PR #535, opened 2017-07-06
Move `GivenCommandContext` to `testutil-core`

armiol:
In scope of this PR the `GivenCommandContext` test utility is moved to `testutil-core`. 

Thus, all the `Given...` utilities become located in the same `io.spine.core.given` package of `testutil-core` module. It allows the rest of Spine libraries to depend on `testutil` modules rather than on `spine-core`.

The framework version has been increased to `0.9.37-SNAPSHOT`.

### DIFF
--- a/ext.gradle
+++ b/ext.gradle
@@ -25,7 +25,7 @@
  *  as we want to manage the versions in a single source.
  */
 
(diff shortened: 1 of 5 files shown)


armiol:
@alexander-yevsyukov PTAL.

PR #537, opened 2017-07-10
Move import of `options.proto`

alexander-aleksandrov:
Move
```protobuf
import "spine/options.proto";
``` 
at the top of the import section in proto files.


alexander-aleksandrov:
@armiol PTAL

PR #540, opened 2017-07-18
AggregateStateId clean up

dmdashenkov:
In this PR:
 - the duplicate `static` initializer in `AggregateStateId` is removed;
 - the `AggregateStateIdStringifier` became a singleton.

Since no actual change in the behavior is or public API is performed, we may leave the framework version unchanged.


dmdashenkov:
@armiol, PTAL.

PR #544, opened 2017-07-24
Uni- and multi-cast dispatchers

alexander-yevsyukov:
This PR allows dispatchers to return IDs of entities to which a message was dispatched.

Also, `IsSent` was renamed to `Ack`.

### DIFF
--- a/server/src/main/java/io/spine/server/aggregate/AggregateMessageEndpoint.java
+++ b/server/src/main/java/io/spine/server/aggregate/AggregateMessageEndpoint.java
@@ -24,7 +24,7 @@ import com.google.protobuf.Message;
 import io.spine.core.Event;
 import io.spine.core.MessageEnvelope;
 import io.spine.server.entity.LifecycleFlags;
-import io.spine.server.tenant.TenantAwareOperation;
+import io.spine.server.tenant.TenantAwareFunction0;
 
 import java.util.List;
 import java.util.Set;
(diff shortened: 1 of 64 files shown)


alexander-yevsyukov:
@armiol, I decided to leave the ability to return of entity IDs from dispatchers primary because of the clearer notion of command dispatching via `UnicastDispatcher` interface. This also opens ability for easier tracing of multicast dispatching, as we'll be able to compare expected IDs with actually dispatched.

alexander-yevsyukov:
@armiol, PTAL.

server/src/main/java/io/spine/server/aggregate/AggregateMessageEndpoint.java
```diff
@@ -51,17 +53,26 @@
...
-        final Set<I> targets = getTargets();
-        for (I target : targets) {
-            dispatchTo(target);
+    @SuppressWarnings("unchecked")
+    R dispatch() {
+        final R targets = getTargets();
+        if (targets instanceof Set) {
+            final Set<I> set = (Set<I>) targets;
+            for (I id : set) { //TODO:2017-07-21:alexander.yevsyukov: Can we run this in parallel?
+                //TODO:2017-07-21:alexander.yevsyukov: What if we dispatch events to multiple aggregates
```
armiol: Then we should remember the issue and continue dispatching. And handle the exceptions later.

To be addressed outside of this PR.

server/src/main/java/io/spine/server/bus/MulticastDispatcher.java
```diff
@@ -0,0 +1,61 @@
...
+import java.util.Set;
+
+import static com.google.common.base.Preconditions.checkNotNull;
+
+/**
+ * Dispatches a message to several entities.
+ *
+ * @param <C> the type of dispatched messages
+ * @param <E> the type of envelopes for dispatched objects that contain messages
+ * @param <I> the type of IDs of entities to which messages are dispatched
```
armiol: So if an event is being dispatched to several entities of different types (e.g. Projections, PMs etc), we'll need to create several `MulticastDispatcher`s — as it won't be possible to set a single type for `<I>`.

Perhaps, that's worth mentioning. I.e. that this kind of dispatcher dispatches a message to several entities of a single type.

PR #1503, opened 2023-02-07
[1.x] Import events from 3rd-party with respect for tenancy

armiol:
When it comes about importing the third-party events, the framework provides a `ThirdPartyContext` tool. 

However, in a multi-tenant application, the imported events were dispatched in a straightforward manner, without specifying the `TenantId` via `TenantAwareRunner`.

---+---

WHAT YOU SHOULD DO - Work out how many lines in the material above include the word "AggregateMessageEndpoint", and write down that number alone.

YOUR RESPONSE - 3